WHAT YOU WILL DO:
Go through the listing and return every line with "specs" in it.

○ ○ ○ ○ ○ ○ ○

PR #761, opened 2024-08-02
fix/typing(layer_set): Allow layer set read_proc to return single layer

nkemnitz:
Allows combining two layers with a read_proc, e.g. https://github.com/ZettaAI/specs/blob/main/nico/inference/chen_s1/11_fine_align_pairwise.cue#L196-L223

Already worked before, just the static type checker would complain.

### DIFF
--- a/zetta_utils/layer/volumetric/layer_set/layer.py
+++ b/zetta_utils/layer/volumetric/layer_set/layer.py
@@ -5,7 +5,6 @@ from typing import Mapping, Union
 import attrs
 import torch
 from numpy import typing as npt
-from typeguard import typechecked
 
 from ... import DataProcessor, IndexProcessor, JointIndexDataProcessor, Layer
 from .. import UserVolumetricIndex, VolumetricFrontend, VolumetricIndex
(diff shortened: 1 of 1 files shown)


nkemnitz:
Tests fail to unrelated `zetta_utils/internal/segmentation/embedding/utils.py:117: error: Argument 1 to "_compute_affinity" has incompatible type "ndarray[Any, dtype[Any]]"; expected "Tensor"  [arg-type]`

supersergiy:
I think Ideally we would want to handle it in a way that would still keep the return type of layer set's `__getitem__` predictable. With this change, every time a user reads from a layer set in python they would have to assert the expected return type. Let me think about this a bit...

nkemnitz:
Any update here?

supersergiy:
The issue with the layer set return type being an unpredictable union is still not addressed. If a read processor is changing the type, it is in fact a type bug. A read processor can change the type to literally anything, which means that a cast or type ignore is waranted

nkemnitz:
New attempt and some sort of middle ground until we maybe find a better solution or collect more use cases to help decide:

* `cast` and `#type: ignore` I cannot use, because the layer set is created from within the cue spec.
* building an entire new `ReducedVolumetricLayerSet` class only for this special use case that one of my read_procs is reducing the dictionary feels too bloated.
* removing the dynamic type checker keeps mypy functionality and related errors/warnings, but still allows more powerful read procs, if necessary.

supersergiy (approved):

○ ○ ○ ○ ○ ○ ○

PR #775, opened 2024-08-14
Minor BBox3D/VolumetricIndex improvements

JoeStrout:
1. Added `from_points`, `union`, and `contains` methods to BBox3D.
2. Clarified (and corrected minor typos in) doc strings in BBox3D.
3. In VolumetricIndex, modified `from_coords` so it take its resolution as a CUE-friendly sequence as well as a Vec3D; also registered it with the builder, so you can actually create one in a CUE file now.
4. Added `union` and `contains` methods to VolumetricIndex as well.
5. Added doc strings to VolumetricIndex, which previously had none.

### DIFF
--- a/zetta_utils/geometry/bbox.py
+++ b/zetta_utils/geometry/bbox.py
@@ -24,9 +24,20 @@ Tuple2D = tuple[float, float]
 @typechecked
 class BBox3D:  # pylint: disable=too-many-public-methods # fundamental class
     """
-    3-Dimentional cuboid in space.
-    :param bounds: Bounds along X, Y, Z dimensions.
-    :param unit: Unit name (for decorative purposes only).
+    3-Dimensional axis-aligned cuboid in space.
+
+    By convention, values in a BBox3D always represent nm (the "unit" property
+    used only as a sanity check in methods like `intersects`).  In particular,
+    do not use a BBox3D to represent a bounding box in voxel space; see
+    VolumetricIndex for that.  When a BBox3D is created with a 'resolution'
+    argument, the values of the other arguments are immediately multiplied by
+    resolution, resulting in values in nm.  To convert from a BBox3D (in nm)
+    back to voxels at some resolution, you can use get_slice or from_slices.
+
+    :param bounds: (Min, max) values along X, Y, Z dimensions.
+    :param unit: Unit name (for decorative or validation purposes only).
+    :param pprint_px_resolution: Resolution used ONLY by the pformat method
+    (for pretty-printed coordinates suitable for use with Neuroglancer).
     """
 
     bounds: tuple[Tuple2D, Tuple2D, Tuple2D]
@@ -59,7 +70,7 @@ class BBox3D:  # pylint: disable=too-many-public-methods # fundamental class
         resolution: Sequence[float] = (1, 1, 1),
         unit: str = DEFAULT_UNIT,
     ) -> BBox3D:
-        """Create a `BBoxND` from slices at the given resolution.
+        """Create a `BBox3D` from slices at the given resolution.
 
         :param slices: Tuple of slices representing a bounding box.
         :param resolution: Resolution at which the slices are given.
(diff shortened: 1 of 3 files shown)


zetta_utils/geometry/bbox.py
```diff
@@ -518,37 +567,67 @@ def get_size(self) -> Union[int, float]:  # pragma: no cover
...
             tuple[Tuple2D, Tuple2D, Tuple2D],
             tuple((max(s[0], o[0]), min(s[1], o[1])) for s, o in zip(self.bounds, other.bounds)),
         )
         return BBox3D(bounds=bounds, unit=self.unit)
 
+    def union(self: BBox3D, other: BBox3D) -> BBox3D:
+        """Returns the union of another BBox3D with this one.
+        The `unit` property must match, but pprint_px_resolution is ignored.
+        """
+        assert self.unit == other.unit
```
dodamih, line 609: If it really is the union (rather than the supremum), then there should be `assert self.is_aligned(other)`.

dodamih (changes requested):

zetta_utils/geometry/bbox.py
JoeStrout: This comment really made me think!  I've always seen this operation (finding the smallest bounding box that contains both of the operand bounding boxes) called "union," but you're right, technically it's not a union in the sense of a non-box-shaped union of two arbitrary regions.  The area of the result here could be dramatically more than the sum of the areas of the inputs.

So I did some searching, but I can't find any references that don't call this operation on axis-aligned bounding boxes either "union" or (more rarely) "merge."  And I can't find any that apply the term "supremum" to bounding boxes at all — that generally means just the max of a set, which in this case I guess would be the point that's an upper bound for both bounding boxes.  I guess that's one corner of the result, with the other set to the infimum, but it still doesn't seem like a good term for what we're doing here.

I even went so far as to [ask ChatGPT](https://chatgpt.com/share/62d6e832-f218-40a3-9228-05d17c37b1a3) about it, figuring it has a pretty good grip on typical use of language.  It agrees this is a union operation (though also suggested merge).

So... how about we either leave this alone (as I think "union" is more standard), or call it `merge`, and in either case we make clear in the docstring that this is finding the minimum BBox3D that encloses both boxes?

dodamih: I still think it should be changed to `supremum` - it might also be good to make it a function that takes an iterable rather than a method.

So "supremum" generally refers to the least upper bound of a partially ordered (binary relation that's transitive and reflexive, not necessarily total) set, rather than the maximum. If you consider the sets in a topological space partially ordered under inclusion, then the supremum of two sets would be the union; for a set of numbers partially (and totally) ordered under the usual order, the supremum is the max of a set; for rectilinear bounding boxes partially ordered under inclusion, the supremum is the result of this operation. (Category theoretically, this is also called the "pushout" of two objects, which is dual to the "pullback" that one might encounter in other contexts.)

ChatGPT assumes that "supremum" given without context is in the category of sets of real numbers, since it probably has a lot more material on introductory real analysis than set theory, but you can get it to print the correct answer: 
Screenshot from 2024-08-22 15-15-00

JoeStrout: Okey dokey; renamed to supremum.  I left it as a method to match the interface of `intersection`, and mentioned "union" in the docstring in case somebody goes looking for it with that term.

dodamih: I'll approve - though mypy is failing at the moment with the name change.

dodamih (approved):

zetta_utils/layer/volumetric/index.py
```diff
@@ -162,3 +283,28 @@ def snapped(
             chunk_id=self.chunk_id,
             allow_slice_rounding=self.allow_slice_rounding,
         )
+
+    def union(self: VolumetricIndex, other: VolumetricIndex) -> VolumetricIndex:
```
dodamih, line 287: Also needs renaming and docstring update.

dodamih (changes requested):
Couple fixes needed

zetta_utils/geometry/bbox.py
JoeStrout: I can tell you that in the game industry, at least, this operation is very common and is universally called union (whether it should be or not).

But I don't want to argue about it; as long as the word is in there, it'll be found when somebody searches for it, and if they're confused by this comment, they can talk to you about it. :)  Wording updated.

○ ○ ○ ○ ○ ○ ○

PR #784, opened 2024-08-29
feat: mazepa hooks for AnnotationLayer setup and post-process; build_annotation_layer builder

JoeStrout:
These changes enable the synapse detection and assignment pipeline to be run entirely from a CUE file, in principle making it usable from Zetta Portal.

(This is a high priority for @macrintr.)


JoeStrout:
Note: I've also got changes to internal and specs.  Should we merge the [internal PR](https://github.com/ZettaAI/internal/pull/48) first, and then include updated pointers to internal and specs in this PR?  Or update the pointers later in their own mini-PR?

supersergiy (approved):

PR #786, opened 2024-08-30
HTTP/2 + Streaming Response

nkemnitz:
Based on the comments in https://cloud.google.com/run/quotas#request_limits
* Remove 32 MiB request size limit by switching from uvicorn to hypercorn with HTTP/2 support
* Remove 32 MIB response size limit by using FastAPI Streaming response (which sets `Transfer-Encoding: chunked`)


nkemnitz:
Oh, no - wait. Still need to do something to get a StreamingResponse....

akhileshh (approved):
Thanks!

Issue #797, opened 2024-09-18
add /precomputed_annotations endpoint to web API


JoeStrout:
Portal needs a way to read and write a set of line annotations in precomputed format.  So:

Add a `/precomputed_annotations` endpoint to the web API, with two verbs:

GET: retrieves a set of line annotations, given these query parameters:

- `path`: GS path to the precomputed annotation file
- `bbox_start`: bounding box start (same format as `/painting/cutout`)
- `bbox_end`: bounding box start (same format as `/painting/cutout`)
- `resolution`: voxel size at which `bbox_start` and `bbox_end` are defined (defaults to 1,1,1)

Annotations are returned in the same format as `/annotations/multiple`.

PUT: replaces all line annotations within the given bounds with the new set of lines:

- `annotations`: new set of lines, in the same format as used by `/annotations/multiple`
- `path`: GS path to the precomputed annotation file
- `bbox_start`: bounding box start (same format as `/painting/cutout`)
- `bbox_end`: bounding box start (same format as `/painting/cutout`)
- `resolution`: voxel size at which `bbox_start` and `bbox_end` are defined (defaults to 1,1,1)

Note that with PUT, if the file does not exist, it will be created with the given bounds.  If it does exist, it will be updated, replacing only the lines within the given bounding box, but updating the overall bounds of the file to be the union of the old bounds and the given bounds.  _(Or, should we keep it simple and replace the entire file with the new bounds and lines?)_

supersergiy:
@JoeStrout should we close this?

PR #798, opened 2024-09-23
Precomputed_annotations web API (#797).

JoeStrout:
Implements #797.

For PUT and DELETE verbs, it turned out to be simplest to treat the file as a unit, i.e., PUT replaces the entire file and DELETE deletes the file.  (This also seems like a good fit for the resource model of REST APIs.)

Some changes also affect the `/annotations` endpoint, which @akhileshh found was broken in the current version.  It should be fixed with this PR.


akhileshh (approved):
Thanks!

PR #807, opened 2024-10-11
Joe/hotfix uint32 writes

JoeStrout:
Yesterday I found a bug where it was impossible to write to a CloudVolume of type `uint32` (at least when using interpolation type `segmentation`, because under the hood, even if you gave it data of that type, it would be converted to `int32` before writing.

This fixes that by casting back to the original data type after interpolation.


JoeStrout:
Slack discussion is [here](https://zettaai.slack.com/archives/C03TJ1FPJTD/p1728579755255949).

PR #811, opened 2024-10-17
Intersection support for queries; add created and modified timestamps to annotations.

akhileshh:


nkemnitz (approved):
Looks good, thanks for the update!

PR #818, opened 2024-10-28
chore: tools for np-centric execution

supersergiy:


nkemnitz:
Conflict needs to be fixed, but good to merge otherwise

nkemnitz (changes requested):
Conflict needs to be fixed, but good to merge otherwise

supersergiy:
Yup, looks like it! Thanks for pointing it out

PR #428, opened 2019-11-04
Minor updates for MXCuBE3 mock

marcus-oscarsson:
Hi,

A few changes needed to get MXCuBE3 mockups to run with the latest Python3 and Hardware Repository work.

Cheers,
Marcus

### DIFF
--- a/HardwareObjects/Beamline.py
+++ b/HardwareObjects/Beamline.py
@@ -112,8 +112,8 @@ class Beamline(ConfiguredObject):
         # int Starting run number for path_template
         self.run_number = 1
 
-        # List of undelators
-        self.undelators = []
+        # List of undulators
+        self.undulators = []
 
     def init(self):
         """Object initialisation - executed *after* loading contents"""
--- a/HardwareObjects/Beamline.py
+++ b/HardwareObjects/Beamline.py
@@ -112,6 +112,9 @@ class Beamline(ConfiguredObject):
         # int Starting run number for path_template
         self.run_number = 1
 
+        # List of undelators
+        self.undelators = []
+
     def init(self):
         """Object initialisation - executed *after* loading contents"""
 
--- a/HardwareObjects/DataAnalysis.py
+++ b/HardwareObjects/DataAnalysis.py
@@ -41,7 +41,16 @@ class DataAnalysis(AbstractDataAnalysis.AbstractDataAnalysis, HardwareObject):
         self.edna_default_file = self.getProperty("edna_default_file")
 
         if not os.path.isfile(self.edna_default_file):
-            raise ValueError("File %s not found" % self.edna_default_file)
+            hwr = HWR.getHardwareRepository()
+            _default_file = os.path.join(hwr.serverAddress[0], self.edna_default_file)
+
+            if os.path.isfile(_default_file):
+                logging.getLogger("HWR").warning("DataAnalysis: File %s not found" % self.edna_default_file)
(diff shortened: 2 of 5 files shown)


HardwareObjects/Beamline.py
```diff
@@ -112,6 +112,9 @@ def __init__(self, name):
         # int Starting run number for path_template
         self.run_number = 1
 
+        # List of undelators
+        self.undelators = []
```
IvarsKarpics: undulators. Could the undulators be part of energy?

○ ○ ○ ○ ○ ○ ○

ANSWER BELOW:
Allows combining two layers with a read_proc, e.g. https://github.com/ZettaAI/specs/blob/main/nico/inference/chen_s1/11_fine_align_pairwise.cue#L196-L223
Note: I've also got changes to internal and specs.  Should we merge the [internal PR](https://github.com/ZettaAI/internal/pull/48) first, and then include updated pointers to internal and specs in this PR?  Or update the pointers later in their own mini-PR?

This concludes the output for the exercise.